Image from Amazon Title: The Career Toolkit
Author(s): Mark Herschberg
Publisher: Cognosco Media
Networking, negotiating, communicating, leading, career planning—all skills critical to your career success. But did anyone ever teach you these skills?
The Career Toolkit will help you master these vital skills and yield outsized returns for your career and your income. Every chapter is packed with dozens of actionable principles, exercises, and practices that will accelerate your success. It’s a multivitamin for your career!
The Career Toolkit shows you how to design and execute your personal plan to achieve the career you deserve, including:
Negotiating a job offer. (This alone will pay for the book.)
Creating a dynamic career strategy.
Building a high-value network.
Developing the fundamental leadership skills that matter most.
Managing teams effectively, even as an individual contributor.
In just a few hours this book will accelerate your career.
“The Career Toolkit” is a book I wish I had read in college. But better late than never. It's still useful even now, 20 years into my career. Mark suggests spending an hour reading each of the ten chapters. I didn't spend nearly that long on any of them. Maybe I didn't think through the implications as much as he was recommending? Or I'm a fast reader? Regardless, I do like his idea of reading the book with a group and discussing one chapter a week. I think talking about the concepts affect you is very helpful here. There's also a free app where you can get career tips on your phone.
When Mark suggested what to do with the business cards you collect, my first thought was “who has business cards.” A few pages later when he covered the topic for a whole page, I realize that I do and just forget to bring them places. And also that as recently as February 2020, I received business cards. (In March 2020, my city shut down due to COVID-19 so all business card exchanging opportunities were cancelled.)

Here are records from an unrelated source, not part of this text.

PR #462, opened 2022-12-22
Add ongoing package linting & inspection

### LINKED ISSUE #457: Add strict packaging validation as part of CI checks
> and here [twisted/towncrier/actions/runs/3741354542](https://github.com/twisted/towncrier/actions/runs/3741354542)

If you look at https://github.com/twisted/towncrier/actions/runs/3741354542/jobs/6350891579#step:9:19 closer, you'll see warnings being emitted:
```console
Checking dist/towncrier-22.12.0rc1-py3-none-any.whl: PASSED with warnings
WARNING  `long_description_content_type` missing. defaulting to `text/x-rst`.
Checking dist/towncrier-22.12.0rc1.tar.gz: PASSED with warnings
WARNING  `long_description_content_type` missing. defaulting to `text/x-rst`.
```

Mark wrote his books to apply to people in many fields not just technology. He gives examples in fields such as software, sales, accounting and marketing. I found the examples for other fields to be helpful as well. Similarly, he explained how one trained in physics has a different outlook than one trained in finance.
I like that Mark focuses on understanding your own goals early on. Not everyone wants to be a CEO. He provides a framework for understanding and articulating your own goals. This is also helpful as he talks about the roles of management and leadership. Whether you want those roles or not, understanding them is key. It was also nice hearing form an MIT guy that colleges have floors, not ceilings in terms of what you should expect from the students.
There are many good pieces of advice in the book. One of the memorable ones for me is avoiding pronouns. Saying “Carol will” instead of “she will” avoids any possibility for confusion. That's a lesson I learned the hard way - “we should” means nobody is going to do the action item!
There were definitely some things I appreciated seeing as a software developer like the retrospective prime directive. And gorilla/banana story. I also found it interesting why analog watches are set to 10:10 in the store. Which reminds me, I give this book 10 out of 10 horseshoes.
Disclosure: I received a free copy of this book from the publisher in exchange for writing this review.